◆ Task input ◆
○ ○ ○

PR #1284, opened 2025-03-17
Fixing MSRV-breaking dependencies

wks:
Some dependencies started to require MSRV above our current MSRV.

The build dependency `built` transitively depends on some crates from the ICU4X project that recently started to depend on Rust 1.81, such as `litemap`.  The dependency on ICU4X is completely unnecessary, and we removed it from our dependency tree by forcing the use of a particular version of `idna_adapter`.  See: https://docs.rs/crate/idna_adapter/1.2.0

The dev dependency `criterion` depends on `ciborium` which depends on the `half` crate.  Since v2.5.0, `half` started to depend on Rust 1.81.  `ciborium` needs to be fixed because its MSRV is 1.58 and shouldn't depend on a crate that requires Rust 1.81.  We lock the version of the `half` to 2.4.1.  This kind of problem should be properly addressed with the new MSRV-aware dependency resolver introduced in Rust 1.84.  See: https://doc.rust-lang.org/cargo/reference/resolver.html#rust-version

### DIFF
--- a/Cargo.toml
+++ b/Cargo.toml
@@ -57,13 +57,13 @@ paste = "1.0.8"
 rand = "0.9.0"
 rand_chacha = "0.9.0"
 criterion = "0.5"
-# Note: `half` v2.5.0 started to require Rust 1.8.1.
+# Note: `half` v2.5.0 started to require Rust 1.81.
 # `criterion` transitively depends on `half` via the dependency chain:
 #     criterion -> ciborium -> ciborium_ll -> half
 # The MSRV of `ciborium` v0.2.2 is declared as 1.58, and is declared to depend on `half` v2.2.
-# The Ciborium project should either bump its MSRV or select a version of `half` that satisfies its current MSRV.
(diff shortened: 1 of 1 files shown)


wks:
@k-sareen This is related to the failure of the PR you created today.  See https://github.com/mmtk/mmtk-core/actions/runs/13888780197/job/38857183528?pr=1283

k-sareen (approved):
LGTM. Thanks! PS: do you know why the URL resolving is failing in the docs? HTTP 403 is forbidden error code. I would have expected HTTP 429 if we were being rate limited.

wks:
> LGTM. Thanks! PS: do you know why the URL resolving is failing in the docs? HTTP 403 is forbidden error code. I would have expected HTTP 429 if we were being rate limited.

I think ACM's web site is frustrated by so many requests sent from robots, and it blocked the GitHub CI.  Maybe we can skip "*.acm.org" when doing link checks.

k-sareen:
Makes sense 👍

○ ○ ○

What you retype should run from the first line of the entries above through the line containing "Some dependencies started", exactly and in full.

◆ Answer box ◆
PR #1284, opened 2025-03-17
Fixing MSRV-breaking dependencies

wks:
Some dependencies started to require MSRV above our current MSRV.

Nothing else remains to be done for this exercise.